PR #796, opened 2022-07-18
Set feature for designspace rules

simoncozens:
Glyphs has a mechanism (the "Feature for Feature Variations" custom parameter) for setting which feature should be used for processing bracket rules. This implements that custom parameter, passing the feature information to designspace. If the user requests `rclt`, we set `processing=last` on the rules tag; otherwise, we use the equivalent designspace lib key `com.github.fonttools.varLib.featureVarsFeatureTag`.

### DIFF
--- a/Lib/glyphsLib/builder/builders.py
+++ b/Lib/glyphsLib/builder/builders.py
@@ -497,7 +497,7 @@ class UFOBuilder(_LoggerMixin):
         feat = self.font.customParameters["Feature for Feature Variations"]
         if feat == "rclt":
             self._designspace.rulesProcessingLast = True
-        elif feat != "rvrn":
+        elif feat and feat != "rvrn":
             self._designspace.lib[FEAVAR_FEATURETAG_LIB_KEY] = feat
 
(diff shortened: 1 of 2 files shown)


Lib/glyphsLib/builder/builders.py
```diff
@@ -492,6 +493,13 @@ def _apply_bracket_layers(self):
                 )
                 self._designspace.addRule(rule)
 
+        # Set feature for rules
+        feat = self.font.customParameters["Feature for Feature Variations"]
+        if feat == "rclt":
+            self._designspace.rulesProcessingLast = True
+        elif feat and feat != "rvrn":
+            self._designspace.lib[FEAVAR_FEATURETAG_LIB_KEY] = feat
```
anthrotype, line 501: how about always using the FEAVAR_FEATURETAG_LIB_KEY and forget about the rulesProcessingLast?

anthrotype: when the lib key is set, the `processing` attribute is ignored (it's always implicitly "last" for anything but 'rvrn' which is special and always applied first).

-----

> [WHAT THE TASK REQUIRES] Transcribe the full listing exactly, omitting nothing.

> [OUTPUT FOR THIS TASK]
PR #796, opened 2022-07-18
Set feature for designspace rules

simoncozens:
Glyphs has a mechanism (the "Feature for Feature Variations" custom parameter) for setting which feature should be used for processing bracket rules. This implements that custom parameter, passing the feature information to designspace. If the user requests `rclt`, we set `processing=last` on the rules tag; otherwise, we use the equivalent designspace lib key `com.github.fonttools.varLib.featureVarsFeatureTag`.

### DIFF
--- a/Lib/glyphsLib/builder/builders.py
+++ b/Lib/glyphsLib/builder/builders.py
@@ -497,7 +497,7 @@ class UFOBuilder(_LoggerMixin):
         feat = self.font.customParameters["Feature for Feature Variations"]
         if feat == "rclt":
             self._designspace.rulesProcessingLast = True
-        elif feat != "rvrn":
+        elif feat and feat != "rvrn":
             self._designspace.lib[FEAVAR_FEATURETAG_LIB_KEY] = feat
 
(diff shortened: 1 of 2 files shown)


Lib/glyphsLib/builder/builders.py
```diff
@@ -492,6 +493,13 @@ def _apply_bracket_layers(self):
                 )
                 self._designspace.addRule(rule)
 
+        # Set feature for rules
+        feat = self.font.customParameters["Feature for Feature Variations"]
+        if feat == "rclt":
+            self._designspace.rulesProcessingLast = True
+        elif feat and feat != "rvrn":
+            self._designspace.lib[FEAVAR_FEATURETAG_LIB_KEY] = feat
```
anthrotype, line 501: how about always using the FEAVAR_FEATURETAG_LIB_KEY and forget about the rulesProcessingLast?

anthrotype: when the lib key is set, the `processing` attribute is ignored (it's always implicitly "last" for anything but 'rvrn' which is special and always applied first).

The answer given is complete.